The Author has made every effort to trace and acknowledge sources/resources/individuals. In the event that any images/information have been incorrectly attributed or credited, the Author will be pleased to rectify these omissions at the earliest opportunity.
Published by Aslam Goolam Hoosen using Reach Publishers’ services,
P O Box 1384, Wandsbeck, South Africa, 3631
Edited by Caroline Webb for Reach Publishers
Cover designed by Reach Publishers
Website: www.reachpublishers.org
E-mail: reach@reachpublish.co.za
Aslam Goolam Hoosen
www.skillpower.co.za
I dedicate this book to my wife Kathija and my kids Azeem, Raul, Nasya and Chleo, for inspiring me to do all that I can to help people change.
Table of Contents
Author Profile
1. Introduction
2. How Did You Learn to Smoke?
3. The Willpower Trap
4. Misconceptions and Beliefs About Smoking
5. Nicotine
6. Environmental and Social Influences
7. Essentials for Quitting
8. Part-Time Smokers
9. Use Your Skillpower
Conclusion
References
Author Profile
Aslam Goolam Hoosen is a registered nurse, practicing in South Africa and on cruise ships based in the USA. He holds a Master’s degree in Gerontological Nursing. This book was written with inspiration from his patients and clients whom he has helped over the years to quit smoking. He struggled with nicotine addiction himself for 27 years. This book focuses on what influences smokers to smoke and not on the reasons to stop smoking. It helps smokers recognise their own set of behaviours, and devise their own strategies to target each behaviour. The book is easy to understand, written in simple English and avoids using medical terminology. He calls his method ‘Skillpower’ as you develop skills that give you more power and control over your nicotine addiction.
Aslam Goolam Hoosen
Website: www.skillpower.co.za
Chapter 1
Introduction
Growing up in the 1980s, smoking was regarded as normal behaviour. My entire family smoked, including both my parents and siblings. When I was five years old my family members would ask me to go light their cigarette on the electric stove if they had run out of matches. (Lighters were a luxury back then.) I was lighting cigarettes until the age of 14, when I became a proper
smoker. This is when I started buying my own cigarettes.

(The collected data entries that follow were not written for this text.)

PR #284, opened 2023-04-20
Extending channel_capacity() function

htjb:
# Description

Updated the `channel_capacity()` function to `effective_samples()` and added a `method` option which is defaulted to `channel' but allows users to calculate a Kish estimate of the effective number of samples given by

n_{eff} = \frac{(\sum_i w_i)^2}{\sum_i w_i^2}.

This was briefly mentioned in #280.

If anybody has a suggestion on how to test this bit of code that would be super helpful @williamjameshandley @AdamOrmondroyd @lukashergt?

# Checklist:


lukashergt:
Hi @htjb, 

thanks for initiating this. I see that you are pushing from your master branch, are you sure that you want to do that? Normally you would create a new branch dedicated to the change that you want to make, and only merge that into master once all the changes are fully addressed.


> If anybody has a suggestion on how to test this bit of code that would be super helpful @williamjameshandley @AdamOrmondroyd @lukashergt?

How about:

```python
import numpy as np
from pytest import approx
from anesthetic.utils import effective_samples

@pytest.mark.parametrize('method', ['channel', 'kish'])
def test_effective_samples(method):
    w = np.ones(20)
    assert effective_samples(w, method=method) == approx(20, rel=1e-6)
    w[10:] = 1e-3
    assert effective_samples(w, method=method) == approx(10, rel=1e-2)
```

Would we want a `skipna` kwarg for this?

htjb:
@lukashergt My bad, I was rushing to do this between meetings! I've moved my code onto another branch and will update the tests and make another PR from there. Thanks for the test suggestion!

The 14th year of my life was notable in many ways – I became a rebel, experimenting with drugs and alcohol, and making new friends who were older than me. I would get arrested for weed, truancy and assault and be released into my parents’ custody. That is the year I failed Grade 9 and my report card stated that I had only attended school for five days that year.
At the age of 15, I repeated Grade 9, got a job in a supermarket after school, and developed a sideline business selling cigarettes in school and in my neighbourhood. I completed school and went to college, still selling cigarettes, and became an accountant. I did not think about quitting until the age of 27 when I started my nursing degree at university.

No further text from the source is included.